Intervensi Pemberantasan Korupsi dan Perubahan UU KPK: Jokowi Bisa Dipidana!?

Perubahan UU KPK mempunyai dampak begitu buruk bagi bangsa dan masyarakat. Karena itu, UU KPK wajib dikembalikan seperti semula, sebagai lembaga negara pemberantasan korupsi yang independen dan tidak tunduk pada kekuasaan manapun.

Oleh: Anthony Budiawan, Managing Director PEPS (Political Economy and Policy Studies)

JOKO Widodo melakukan perubahan UU KPK tahun 2019. Perubahan ini membuat KPK lumpuh, dan pemberantasan korupsi gagal. Indeks persepsi korupsi turun dari 40 pada 2019 menjadi 34 pada 2022. Artinya, korupsi semakin menggila, merugikan bangsa Indonesia, jelas merugikan perekonomian negara, dan juga, pastinya, merugikan keuangan negara.

Gagalnya pemberantasan korupsi ini sudah dapat diperkirakan sejak awal perubahan UU KPK. Karena niat dan tujuan perubahan UU KPK memang untuk menghalangi pemberantasan korupsi. Seperti terungkap dari kesaksian Agus Rahardjo, Ketua KPK 2015-2019, ketika diwawancarai di KompasTV, bahwa Jokowi minta kasus korupsi Setya Novanto dihentikan. Artinya, Jokowi saat itu mencoba menghalang-halangi proses penindakan tindak pidana korupsi.
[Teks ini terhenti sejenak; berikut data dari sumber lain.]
PR #3292, opened 2018-02-27
Support MultiAtlas with TexturePackers "Phaser 3" atlas format 

CodeAndWeb:
TexturePacker's new JSON atlas format "Phaser 3" exports one combined atlas file for all image files when multi-pack (MultiAtlas) is used.
This change enables Phaser to load the textures with the combined atlas file:

`this.load.multiatlas('sheet', ['sheet-0.png', 'sheet-1.png'], 'sheet.json');`

### DIFF
--- a/src/loader/LoaderPlugin.js
+++ b/src/loader/LoaderPlugin.js
@@ -656,7 +656,7 @@ var LoaderPlugin = new Class({
                 //  Yup, add them to the Texture Manager
 
                 //  Is the data JSON Hash or JSON Array?
-                if (Array.isArray(data[0].frames))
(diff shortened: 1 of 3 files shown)


photonstorm:
Cheers - this will do nicely until we support it properly (i.e. loading just the json on its own, which then populates the loader with extra files)

CodeAndWeb:
Thanks for merging!

Proper support for it welcome ;-)
It's quite useful if you don't have to care about the number of sprite sheets to load in multipack.
Adding normal maps from the atlas is also still a bit "rough" - see https://www.codeandweb.com/blog/2018/03/01/how-to-create-light-effects-in-phaser3

PR #3301, opened 2018-03-01
Fix RandomDataGenerator's randomness

### LINKED ISSUE #3289: RandomDataGenerator.frac is not so random
* A bug in the API v3.1.2

The difference between first two numbers returned by RandomDataGenerator.frac
is always almost-equal even if the seed is different.

    Phaser.Math.RND.sow([Date.now()]);
    console.log(Phaser.Math.RND.frac() - Phaser.Math.RND.frac()); // always about -0.056

EDIT: The original implementation of Alea is different from that of Phaser in the following points.

1) In [hashing](https://github.com/coverslide/node-alea/blob/master/alea.js#L89) function, Alea caches "n" but Phaser doesn't.
2) In [sowing](https://github.com/coverslide/node-alea/blob/master/alea.js#L37) function, Alea initializes (s0, s1, s2) using the same string, but Phaser doesn't.

It seems (1) causes such regularity. (2) is not essential.

migiyubi:
Fix #3289

### DIFF
--- a/src/math/random-data-generator/RandomDataGenerator.js
+++ b/src/math/random-data-generator/RandomDataGenerator.js
@@ -68,6 +68,17 @@ var RandomDataGenerator = new Class({
         this.s2 = 0;
 
         /**
+         * Internal var.
+         *
+         * @name Phaser.Math.RandomDataGenerator#n
+         * @type {number}
+         * @default 0
+         * @private
+         * @since 3.0.0
+         */
+        this.n = 0;
+
+        /**
          * [description]
          *
          * @name Phaser.Math.RandomDataGenerator#sign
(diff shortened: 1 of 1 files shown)


src/math/random-data-generator/RandomDataGenerator.js
```diff
@@ -67,6 +67,17 @@ var RandomDataGenerator = new Class({
...
         this.s2 = 0;
 
+        /**
+         * Internal var.
+         *
+         * @name Phaser.Math.RandomDataGenerator#n
+         * @type {number}
+         * @default 0
+         * @private
+         * @since 3.0.0
```
photonstorm: 3.2.0 please :)

photonstorm:
Nice one, thanks.

PR #3327, opened 2018-03-05
Fix for collideGroupVsSelf is undefined

patrickgalbraith:
**This PR changes (delete as applicable)**

* Nothing, it's a bug fix

This happens when you call collide with a single group as the first param.

Seems like the `collideGroupVsSelf` function was not implemented. I've changed it to just call the `collideGroupVsGroup` with the first object twice which worked when I tested it on my project.


photonstorm:
Ahhh, the joys of porting legacy code! Thanks for the catch.

Issue #3231, opened 2018-02-14
Phaser.CANVAS doesn't rotate tilesprites


amkazan:
* A bug in the API (always say which version you're using!)
Phaser 3.0.0

http://jsbin.com/mevarapizu/edit?html,js,output

In Canvas mode tilesprites are not rotated. They are if we change CANVAS to WEBGL

photonstorm:
Well, that's embarrassing :) We're on it, will be fixed in 3.0.1.

photonstorm:
Extra note - it doesn't scale them either.

amkazan:
cool! Found it accidentally while trying to understand fast fan spinning when 100 sprites are added (half rotated)

(p.s. By the way: Thanks for the great framework!!! 👍 )

photonstorm:
Thank you for submitting this issue. We have fixed this and the fix has been pushed to the `master` branch. It will be part of the next release. If you get time to build and test it for yourself we would appreciate that.

PR #3337, opened 2018-03-06
Added rotation, flipping and scaling to TileSpriteCanvasRenderer

TCatshoek:

- Nothing, it's a bug fix

Describe the changes below:

Fix for [#3231](https://github.com/photonstorm/phaser/issues/3231):

The tilesprite CANVAS renderer did not support rotation and scaling. Furthermore we discovered that it did not support flipping. This PR fixes the rotation and the flipping. Scaling of the tilesprite also works now, but the texture still does not scale with it if the texture is larger than the area being drawn. We are planning to create a new issue for this.

### DIFF
--- a/CHANGELOG.md
+++ b/CHANGELOG.md
@@ -1,5 +1,15 @@
 # Change Log
 
+## Version 3.2.1 - In Development
+
+### New Features
+
+### Bug Fixes
+
+### Updates
+
+
+
 ## Version 3.2.0 - Kaori - 5th March 2018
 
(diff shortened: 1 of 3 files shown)


TCatshoek:
[Jsfiddle](https://jsfiddle.net/goL3t8q6/13/) demonstrating rotation and texture scrolling (adapted from phaser3 examples).

TCatshoek:
Sorry, made a mistake here. I'm opening a new pull request.

PR #3344, opened 2018-03-07
Fix Phaser.Utils.String.Format

samme:

* Nothing, it's a bug fix


iamchristopher:
Curious why you didn't change to `return string.replace(/* .. */)` instead of assigning back to `string`?

samme:
Just lazy.

iamchristopher:
I can respect laziness! But thanks for considering my nitpicky comment.

Issue #3353, opened 2018-03-08
Camera zoom + startFollow combine in unexpected ways


jdotrjs:
Shoutout to discord member PF_Cactus for this one.

They found a bug in camera zoom + `startFollow` where camera movements seem to be exaggerated relative to the sprite being followed.

Repro gif:

![zoomstartfollow](https://user-images.githubusercontent.com/37101247/37180786-2d39ed1a-22df-11e8-9ec8-57c6c3cd30de.gif)

Code (just a modified version of [this labs example](http://labs.phaser.io/edit.html?src=src/camera/follow%20sprite.js):

<details>

```javascript
var config = {
    type: Phaser.WEBGL,
    parent: 'phaser-example',
    scene: {
        preload: preload,
        create: create,
        update: update
    },
    width: 800,
    height: 600
};

var clown;
var image;
var iter = 3.14;
var game = new Phaser.Game(config);

function preload() {

    this.load.image('CherilPerils', 'assets/tests/camera/CherilPerils.png');
    this.load.image('clown', 'assets/sprites/clown.png');

}

function create() {

    image = this.add.image(0, 0, 'CherilPerils');
    clown = this.add.image(500, 620, 'clown');
    image.originX = 0;
    image.originY = 0;
    this.cameras.main.setSize(400, 300);
    this.cameras.add(400, 0, 400, 300);
    this.cameras.add(0, 300, 400, 300);
    this.cameras.add(400, 300, 400, 300);
    this.cameras.main.startFollow(clown).setZoom(2);
}

function update()
{
    clown.x = 250 + Math.cos(iter) * 200;
    clown.y = 310 + Math.sin(iter) * 200;
    iter += 0.02;
}
```
</details>

photonstorm:
Thank you for submitting this issue. We have fixed this and the fix has been pushed to the `master` branch. It will be part of the next release. If you get time to build and test it for yourself we would appreciate that.

PR #3354, opened 2018-03-08
fixed camera offset when combining zoom+follow

brandonvdongen:
This PR changes

* Nothing, it's a bug fix

Describe the changes below:

fixes bug mentioned in: #3353 

Camera scroll did not account for zoom level when following a sprite causing it to gain an offset
this change fixed it based on my tests so far.

```
this.scrollX = (originX - width * 0.5) / zoom;
this.scrollY = (originY - height * 0.5) / zoom;
```

### DIFF
--- a/src/cameras/2d/Camera.js
+++ b/src/cameras/2d/Camera.js
@@ -852,8 +852,8 @@ var Camera = new Class({
             originX = follow.x;
             originY = follow.y;
 
-            this.scrollX = originX - width * 0.5;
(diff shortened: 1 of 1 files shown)


samid737:
Seems to work even with A zero case , setZoom(0). Note that the zero case will have A infinite scrollX:

https://jsfiddle.net/7eotsk1x/

photonstorm:
👍

PR #3747, opened 2018-06-13
[fix] sceneManager .run will queueOp if scene not ready

rook2pawn:
This PR 

* Fixes a bug

Fixes `.run` in game sceneManager to `queueOp` an unready scene. Since we don't yet know if the key is valid, we look for it first in the `_pending` queue, unlike in the `scenePlugin` where we already know it is valid.

### DIFF
--- a/src/scene/SceneManager.js
+++ b/src/scene/SceneManager.js
@@ -140,7 +140,7 @@ var SceneManager = new Class({
                 });
             }
         }
-        
+
         game.events.once('ready', this.bootQueue, this);
     },
 
@@ -1011,7 +1011,7 @@ var SceneManager = new Class({
 
     /**
      * Runs the given Scene, but does not change the state of this Scene.
-     * 
+     *
      * If the given Scene is paused, it will resume it. If sleeping, it will wake it.
      * If not running at all, it will be started.
      *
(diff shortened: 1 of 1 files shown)


src/scene/SceneManager.js
```diff
@@ -1032,6 +1032,19 @@ var SceneManager = new Class({
...
+            {
+                if (this._pending[i].key === key)
+                {
+                    isFound = true;
+                    break;
+                }
+            }
+            if (isFound)
+            {
+                this.queueOp('start', key, data);
```
hexus: This line could be moved in place of line 1040, `isFound = true;`. Avoids the extra conditional and variable. :)

rook2pawn: thanks! good catch

src/scene/SceneManager.js
```diff
@@ -1032,6 +1032,14 @@ var SceneManager = new Class({
 
         if (!scene)
         {
+            for (var i = 0; i < this._pending.length; i++)
+            {
+                if (this._pending[i].key === key)
+                {
+                    this.queueOp('start', key, data);
```
hexus: Nice!

PR #3748, opened 2018-06-14
[feat] scene.run can now pass data to .wake and .resume if it needs

rook2pawn:

* Adds a new feature

Describe the changes below:

scene.run can now pass data to .wake and .resume if it needs to invoke those methods from .run. This gives the ability to listen i.e. `on.wake(ref, data)`

### DIFF
--- a/src/scene/SceneManager.js
+++ b/src/scene/SceneManager.js
@@ -140,7 +140,7 @@ var SceneManager = new Class({
                 });
             }
         }
-        
+
         game.events.once('ready', this.bootQueue, this);
     },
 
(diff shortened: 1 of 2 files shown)


hexus:
Might worth updating the `data` parameter description too. This change goes against that description. :)

photonstorm:
I'll merge this in, but I think if we're going to allow this, it needs to be done properly. As it stands with this PR you can _only_ pass data when waking or resuming a Scene if you use `run`, but not if you use the normal approach (i.e. `this.scene.wake()`). which means the Systems is now dispatching an event with `undefined` as the 2nd argument most of the time. I'll have a play with it now.

PR #3749, opened 2018-06-14
Fixed DataManager changedata event emits original value instead of new value

iamchristopher:
* Fixes a bug

Describe the changes below:

The DataManager `changedata` event currently emits the originally set value instead of the newly assigned one.


photonstorm:
👍

PR #3755, opened 2018-06-15
Add rounded rectangle to Graphics

TadejZupancic:
* Adds a new feature

Describe the changes below:

Added fillRoundedRect and strokeRoundedRect functions to Phaser.GameObjects.Graphics, that draw a filled/stroked rounded rectangle.

Got some code for different radii per corner from [here](https://stackoverflow.com/a/3368118/5299434)

### DIFF
--- a/src/gameobjects/graphics/Graphics.js
+++ b/src/gameobjects/graphics/Graphics.js
@@ -549,6 +549,100 @@ var Graphics = new Class({
     },
 
     /**
+     * Fill a rounded rectangle with the given position, size and radius.
+     *
+     * @method Phaser.GameObjects.Graphics#fillRoundedRect
+     * @since 3.11.0
+     *
+     * @param {number} x - The x coordinate of the top-left of the rectangle.
+     * @param {number} y - The y coordinate of the top-left of the rectangle.
+     * @param {number} width - The width of the rectangle.
+     * @param {number} height - The height of the rectangle.
+     * @param {number} [radius = 20] - The corner radius; It can also be an object to specify different radii for corners
+     * @param {number} [radius.tl = 0] Top left
+     * @param {number} [radius.tr = 0] Top right
+     * @param {number} [radius.br = 0] Bottom right
+     * @param {number} [radius.bl = 0] Bottom left
+     *
+     * @return {Phaser.GameObjects.Graphics} This Game Object.
+     */
+    fillRoundedRect: function (x, y, width, height, radius)
+    {
+        if (typeof radius === 'number') {
+            radius = {tl: radius, tr: radius, br: radius, bl: radius};
+        } else if (typeof radius === 'object') {
+            var defaultRadius = {tl: 0, tr: 0, br: 0, bl: 0};
+            for (var side in defaultRadius) {
+                radius[side] = radius[side] || defaultRadius[side];
+            }
+        }
+        else {
+            radius = {tl: 20, tr: 20, br: 20, bl: 20};
+        }
+
+        this.beginPath();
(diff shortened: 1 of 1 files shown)


src/gameobjects/graphics/Graphics.js
```diff
@@ -548,6 +548,110 @@ var Graphics = new Class({
...
+     */
+    fillRoundedRect: function (x, y, width, height, radius)
+    {
+        if (typeof radius === 'number')
+        {
+            radius = {tl: radius, tr: radius, br: radius, bl: radius};
+        }
+        else if (typeof radius === 'object')
+        {
+            var defaultRadius = {tl: 0, tr: 0, br: 0, bl: 0};
```
iamchristopher: Wondering if a loop is unnecessary overhead here? Direct assignment may be better: `radius.tl = radius.tl || 0`

src/gameobjects/graphics/Graphics.js
```diff
@@ -548,6 +548,110 @@ var Graphics = new Class({
...
+            for (var side in defaultRadius)
+            {
+                radius[side] = radius[side] || defaultRadius[side];
+            }
+        }
+        else
+        {
+            radius = {tl: 20, tr: 20, br: 20, bl: 20};
```
iamchristopher: The above condition defines different default values than this. Perhaps one default should be define and referenced in each case?

src/gameobjects/graphics/Graphics.js
TadejZupancic: Yes, that would probably be better.

src/gameobjects/graphics/Graphics.js
TadejZupancic: I was thinking and changing it one way and another before making a pull request and then decided it for this way. It is a bit confusing, but I think that if you want rounded rectangle, then the corners should be rounded if you omit the parameter. But if you specify a parameter for at least one of the corners, then you have already set it as rounded and maybe you don't want others to be rounded - in that case you don't have to set all other parameters to 0. If it's too confusing, then we can make the default 20 in any case.

iamchristopher: That's a valid point, I think it makes sense to keep it the way you have it then :)

However, you may want to consider adding the default radius in the constructor and then update `setDefaultStyles` to accept an override.

TadejZupancic: setDefaultStyles sets fill and stroke style that each Graphics object uses. I don't think default radius for one specific Graphics type should be there. Otherwise Ellipse's smoothness would probably also be there already.

photonstorm:
This is a lovely feature, thank you. My only comment is that I find it confusing that if you don't provide a radius, it defaults to 20, but if you provide a blank radius object, it defaults to zero. I'll merge it anyway and fix it here :)

photonstorm:
@TadejZupancic  Just wondering, but any idea why this doesn't render correctly in canvas? It _almost_ works, see here: http://labs.phaser.io/view.html?force=Canvas&v=dev&src=src/game%20objects/graphics/fill%20rounded%20rectangle.js

TadejZupancic:
It works in 3.11, but not in dev - maybe it has something to do with the graphics pipeline change? I'll see if I can find something.

TadejZupancic:
Please check Graphics.arc function. endAngle is changed there and that's why it is drawn incorrectly. I think `endAngle -= startAngle;` line is there my mistake and should be deleted.

photonstorm:
Yeah it's the overshoot calculation causing it again - thanks, will fix.

Issue #3759, opened 2018-06-16
.setInteractive() has a bad/confusing return


t1gu1:
It could be nice if you could change the return of setInteractive() like the other methods to chain it all.

**E.G**:
**I can do:** object.setX(x).setY(y).setInteractive();
**I can't do:** object.setInteractive().setX(x).setY(y)

This is cause by the fact that the setInteractive() method doesn't return the same thing. (it's just confusing for nothing)

Thank for your works!
We makes something nice with your phaser engine.
If you want to test it :package:  -> [https://greatcoffeebreak.com/](https://greatcoffeebreak.com/)

Try to complete it haha. it's hard to know what to do but it's desired to be like that

photonstorm:
That method is absolutely chainable: https://github.com/photonstorm/phaser/blob/master/src/gameobjects/GameObject.js#L356

t1gu1:
I use typescript. Maybe it's in the typing file?

photonstorm:
Thank you for submitting this issue. We have fixed this and the fix has been pushed to the `master` branch. It will be part of the next release. If you get time to build and test it for yourself we would appreciate that.

PR #3762, opened 2018-06-17
Fix GameObject typings when returning itself

dvdbrink:

* Fixes a bug

Describe the changes below:

I noticed the same problem described in #3759. I believe this should fix the return type for GameObjects that extend the base GameObject.


photonstorm:
👍

PR #3782, opened 2018-06-23
Account for position of tilemapLayer when culling tiles

Upperfoot:

* Fixes a bug

Describe the changes below:

This fixes the problem of culling tiles when we change the tilemapLayer position, without this hotfix tiles will not appear if the position of the tilemapLayer is not the default 0,0 position.


photonstorm:
👍

PR #3791, opened 2018-06-27
Line#getPointB documentation typo fix: "start" is used where "end" was intended

mikewesthad:
Simple doc typo fix


photonstorm:
👍

PR #3816, opened 2018-07-06
Fix Tiled obj property transfer onto spriteConfig

georgzoeller:
* Fixes a bug

Describe the changes below:

_Observed:_ 

Tiled properties are an array of objects (e.g. properties":[{"name":"ObjId","type":"int","value":335},{"name":"frame","type":"int","value":1256}]}) rather than a simple JSON object that the code currently assumed.

Because the function extends spriteConfig with the tiled object.properties object, spriteConfig gains a bunch of index properties ([0],[1],[2],) based on the array rather than the expected object keys and values. This prevents setting for .example frame for the spriteConfig from Tiled directly.

_Fix:_
Transfer tiled object properties onto spriteConfig correctly using the name and value properties on the object

### DIFF
--- a/src/tilemaps/Tilemap.js
+++ b/src/tilemaps/Tilemap.js
@@ -543,7 +543,13 @@ var Tilemap = new Class({
 
             if (found)
             {
-                var config = Extend({}, spriteConfig, obj.properties);
+                var props = {}
+                for (var j=0; j < obj.properties.length; j++)
+                {
+                    props[obj.properties[j].name] = obj.properties[j].value
+                }
+
+                var config = Extend({}, spriteConfig, props);
 
                 config.x = obj.x;
                 config.y = obj.y;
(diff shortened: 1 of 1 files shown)


photonstorm:
Thanks for the PR. This will break maps made in a slightly older version of Tiled though, where the tile properties are _not_ in an array. See below for example:

```
         "tileproperties":
            {
             "135":
                {
                 "bonus":"100"
                },
             "29":
                {
                 "start":"true"
                },
             "72":
                {
                 "speed":"200"
                },
             "99":
                {
                 "goal":"true"
                }
            },
```

I can't merge this PR because I don't want to break it working with older maps, but I will merge it if you can add in a conditional to ensure it only takes the new approach if an array is found, otherwise it defaults to the current method.

georgzoeller:
Will do.

photonstorm:
Can you please check to see if this isn't related to #3832 ? As it sounds like it may have just been a Tiled foobar which they since fixed.

georgzoeller:
Yea they now reverted the change. It loses the data type but for Javacript that’s not much of an issue.

Withdrawing the PR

Terkait perubahan UU KPK tersebut, Jokowi diduga melanggar dua pasal pidana, karena telah menyalahgunakan wewenang atau kekuasaan, serta menghalangi proses penyidikan pidana korupsi, seperti dimaksud Pasal 3 dan Pasal 21 UU Pemberantasan Tindak Pidana Korupsi (UU Tipikor), yang berbunyi,

Pasal 3: “Setiap orang yang dengan tujuan menguntungkan diri sendiri atau orang lain atau suatu korporasi, menyalahgunakan kewenangan, kesempatan atau sarana yang ada padanya karena jabatan atau kedudukan yang dapat merugikan keuangan negara atau perekonomian negara, dipidana dengan pidana penjara seumur hidup atau pidana penjara paling singkat 1 (satu) tahun dan paling lama 20 (dua puluh) tahun dan atau denda paling sedikit Rp. 50.000.000,00 (lima puluh juta rupiah) dan paling banyak Rp. 1.000.000.000,00 (satu milyar rupiah).”

Pasal 21: “Setiap orang yang dengan sengaja mencegah, merintangi, atau menggagalkan secara langsung atau tidak langsung penyidikan, penuntutan, dan pemeriksaan di sidang pengadilan terhadap tersangka dan terdakwa ataupun para saksi dalam perkara korupsi, dipidana dengan pidana penjara paling singkat 3 (tiga) tahun dan paling lama 12 (dua belas) tahun dan atau denda paling sedikit Rp. 150.000.000,00 (seratus lima puluh juta rupiah) dan paling banyak Rp 600.000.000,00 (enam ratus juta rupiah).”

Pertama, Jokowi patut diduga telah menyalahgunakan kewenangannya atau kekuasaannya dalam melakukan perubahan UU KPK, dengan tujuan menghalangi pemberantasan korupsi. Karena, perubahan UU KPK seharusnya memperkuat lembaga KPK, memperkuat independensi KPK, agar KPK dapat memberantas korupsi secara cepat dan efektif, serta melindungi keuangan negara.

Tetapi, yang dilakukan Jokowi adalah sebaliknya, melumpuhkan KPK dengan menghilangkan independensi KPK dan membentuk Dewan Pengawas yang dapat menghalangi pemberantasan korupsi, karena KPK harus minta izin dari Dewan Pengawas untuk melakukan penyadapan, penggeledahan dan penyitaan.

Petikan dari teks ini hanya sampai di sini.